Technically Ninjutsu would be more of a way of life rather than a religion per se. IMO anyway. You aren't worshiping anyone or anything (I hope) but rather accepting the philosophies as a base to live by. 

Personally I believe the arts should be secular (separate from religion) just the same as politics, education etc as it can and most probably will detract from the teachings to approach it with pre-determined or conflicted mindsets. That's just my take on it though and may not sit well with everyone.


----------



## Indagator (Dec 10, 2010)

imho, Ninjutsu is compatible with any and all religion - it is not a religion in and of itself, but merely offers a new perspective and way of life with which one can transcend their own selves and truly practice their theological beliefs at a previously unachievable level.

Ninjutsu is a way of living, being, thinking, doing. It is the context, not the phrase. It is the lens, not the camera. So on and so forth. Lol.

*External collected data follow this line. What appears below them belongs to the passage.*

PR #758, opened 2020-07-12
optim: only check types once

Semperia:
Fixes https://github.com/formik/tsdx/issues/757

Change-Id: I998648be8181371ec14e23a3096dc3b4ac731957

### DIFF
--- a/src/createRollupConfig.ts
+++ b/src/createRollupConfig.ts
@@ -176,7 +176,7 @@ export async function createRollupConfig(
               : {}),
           },
         },
-        check: !opts.transpileOnly,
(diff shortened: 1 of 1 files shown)


agilgur5:
The CI runs can vary highly and some came out slower than previous CI, but in other places there was a 10-20s improvement, which is big. I'll have to run it over a few times locally to get a more accurate estimate since CI runners aren't quite as stable.

agilgur5:
It's roughly another 10-15% perf boost, so together with #691 it's a 20-30% perf boost! YMMV of course though

agilgur5:
@allcontributors please add @Semperia for code

PR #762, opened 2020-07-16
Update help channels to point to formium org

jssee:
Currently, the URLs pointing to the repo/issues are not uniform or correct.
It's not a huge deal since it seems all redirects are current working correctly,
but consistency is nice

### DIFF
--- a/src/messages.ts
+++ b/src/messages.ts
@@ -11,7 +11,7 @@ export const help = function() {
   return `
     Only ${chalk.green('<project-directory>')} is required.
     If you have any problems, do not hesitate to file an issue:
-      ${chalk.cyan('https://github.com/formik/tsdx/issues/new')}
+    ${chalk.cyan('https://github.com/formium/tsdx/issues/new')}
   `;
 };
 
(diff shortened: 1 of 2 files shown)


jssee:
@agilgur5 good catch, updated!

src/messages.ts
```diff
@@ -11,7 +11,6 @@ export const help = function() {
   return `
     Only ${chalk.green('<project-directory>')} is required.
     If you have any problems, do not hesitate to file an issue:
-      ${chalk.cyan('https://github.com/formik/tsdx/issues/new')}
```
agilgur5, line 14: think you might have accidentally made a mistake here as it got deleted instead of updated

jssee: sorry, this was an oversight. fixed now.

jssee:
@agilgur5 i cant rebase and fix merge conflicts, i  think it might have to do with permissions?

agilgur5:
@jssee ah so #765 introduced a conflict here.. Not sure what kind of error you're getting as command line `git` shouldn't normally give permissions errors. I also have no control over permissions in this repo in any case, so if that were actually the case, I wouldn't be able to resolve 😕

jssee:
@agilgur5 no problem, i figured out what the conflict was, i was editing a page that no longer existed. I dropped that commit, hopefully this one is good to go

agilgur5:
@allcontributors please add @jssee for code

PR #765, opened 2020-07-17
New docs site!

jaredpalmer:


agilgur5:
It would be good to state the purpose of a new docs site given that the old one was never linked to and never updated and users didn't really mind either.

I see no conflict between my own religion and being a Ninjutsu practioner/Bujinkan student/whatever.

I would suggest any Christian who is concerned (referring of course specifically to the OP) to research further the practices and traditions of the Kakuri Kirishitan and Hanare Kirishitan. An in-depth analysis there should assuage all doubts...


----------



## Tez3 (Dec 10, 2010)

Supra Vijai said:


> Technically Ninjutsu would be more of a way of life rather than a religion per se. IMO anyway. You aren't worshiping anyone or anything (I hope) but rather accepting the philosophies as a base to live by.
> 
> Personally I believe the arts should be secular (separate from religion) just the same as politics, education etc as it can and most probably will detract from the teachings to approach it with pre-determined or conflicted mindsets. That's just my take on it though and may not sit well with everyone.


 
For many people religion is not separate from the other things in their lives though so it's impossible to separate their faith from their activities. Their whole lives are inbued with their faith and whatever they do during a day must be in the spirit of their faith. I think this separating parts of a human life into boxes is a modern Western possibly Christian American thing. Not a pop at America btw but a reflection of their wish to have religion separated from the State which reflects their beginning as a State.


----------



## Chris Parker (Dec 10, 2010)

Okay, let's see if we can break this down. 

First off, we need to define "Religion" here. And, probably predictibly, most are defining it according to the culture that they were raised in, rather than a larger look at the concept. So let's broaden things a bit, shall we?

Religion, in it's essence, is a source of governing values and morals providing a way of approaching, or living, your life. You may note that I'm not mentioning any form of Deity here. The reason for that is that although there is typically a central figure, or a group of central figures, they are materialistically only a way of expressing the teachings and lessons of the particular religion itself. So religion is really just a way to learn to live.

The methods that are used include stories, rituals, symbolic actions, specific attributes or tools and other items, and so on. These things, these lessons on life, give rise to a religion. After all, religion is our natural responce to "Who are we? Why are we here?" and other big, important questions.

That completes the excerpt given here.